委託者教育の重要性
今回号の「トピックス」に『委託者教育を本格的に始めませんか?』のタイトルで、株式投資家の実態を記しました。詳細はトピックスを読んで頂きたいのですが、新聞発行日の09年2月16日現在では株式投資家の95%以上が損を抱えており、その保有株をそのまま保有し続けると考えている人が8割にも上っています。その後、株価はさらに下げ続けていますから、現時点では回復の見込みは厳しいようですから、株式投資家の皆様の苦悩の日々は暫く続くものと思われます。また、保有し続ける理由は、「値上がりを待つ」「売るに売れない」が大半で、結果的に塩漬け状態をやむなくされているといったところです。
中には、株主配当や株主優待等のインカムゲインを狙った長期保有もあるようですが、この大不況で株主配当は大きく減少する傾向にあり、少々の株主配当を得ても含み損に追いつかないのは明らかです。投資は目的やスタイルが異なりますが、現在の状況は株式投資家の全てが損状態といっても過言ではありません。

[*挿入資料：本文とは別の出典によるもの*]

PR #14076, opened 2019-05-14
Tidied up Model::cloneResultmap() and ::cloneResultmapHydrate()

SidRoberts:
Hello!

* Link to issue:

- [x] I updated the CHANGELOG

Small description of change:

Thanks

### DIFF
--- a/phalcon/Mvc/Model.zep
+++ b/phalcon/Mvc/Model.zep
@@ -738,72 +738,72 @@ abstract class Model implements EntityInterface, ModelInterface, ResultInterface
         instance->setDirtyState(dirtyState);
 
         for key, value in data {
-            if typeof key == "string" {
-                // Only string keys in the data are valid
-                if typeof columnMap != "array" {
-                    let instance->{key} = value;
-
-                    continue;
-                }
-
-                // Every field must be part of the column map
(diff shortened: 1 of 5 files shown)


phalcon/Mvc/Model.zep
```diff
@@ -888,25 +885,17 @@ abstract class Model implements EntityInterface, ModelInterface, ResultInterface
...
         }
 
-        if hydrationMode == Resultset::HYDRATE_ARRAYS {
-            return hydrateArray;
+        if hydrationMode != Resultset::HYDRATE_ARRAYS {
+            return Arr::arrayToObject(hydrateArray);
         }
 
-        return hydrateObject;
+        return hydrateArray;
```
niden: This is actually slower than setting the object directly. With the current implementation we create a `stdClass` object and set its properties and return it in one loop while this implementation does two loops, one for the array and one to make it an object.

niden (changes requested):

niden (approved):

niden:
Thank you @SidRoberts

phalcon/Mvc/Model.zep
SidRoberts: Slightly slower but significantly less complicated.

さらに驚くべきは、株式投資家が損切り設定等、売買する上でのルールを作っていない(設定は16%のみ)ことです。これは、利益ばかりが念頭にあり、大きく損することを想定していないということです。また、損の確定(損切り)をさせることを怖がっており、やむなく塩漬けにするということですから、投資に対する心構えが全く出来ていないことを意味しているものと思われます。
商品取引の場合は幸い期限がありますから、長期保有することは出来ません。しかし、レバレッジが効いている上に、価格変動率も高く、しかも投下資金をさらに要求する追証制度があり、その後の急激な価格変動で投下資金すら保障されるものではありません。
商品先物取引では委託者のクレームが大きな社会問題です。株式投資の例を見ても分かるように、投資家は損切りができません。相場の格言では『損切りは早めに、利食いはゆっくり』がありますが、それを実践できる投資家はいないということです。言い換えれば、お金の続く限界まで損を保有するということですから、さらにゼロサムの商品取引でクレームが発生するのは道理です。
商品先物取引業界の低迷の一因がこのクレーム問題です。新規契約の際に十分に危険開示をしていても、実際にその内容を理解している人は少ないと思います。それは、人間誰しも都合の良いことが耳に残りやすいからです。また、契約しようと思った人は、利益の期待に大きく胸は膨らんでいるからです。
結果的に大きな損を出して「こんなはずじゃなかった」となります。委託者教育の重要性は業界人なら誰でも分かっていると思います。しかし、実際の営業現場では預かり優先・手数料優先になっているはずですから、相場動向の話に終始するものと思われます。教育方法や内容については皆様にお任せしますが、是非とも委託者のために、業界発展のために、商品取引員の発展のために、「委託者教育」をお願いしたいと思います。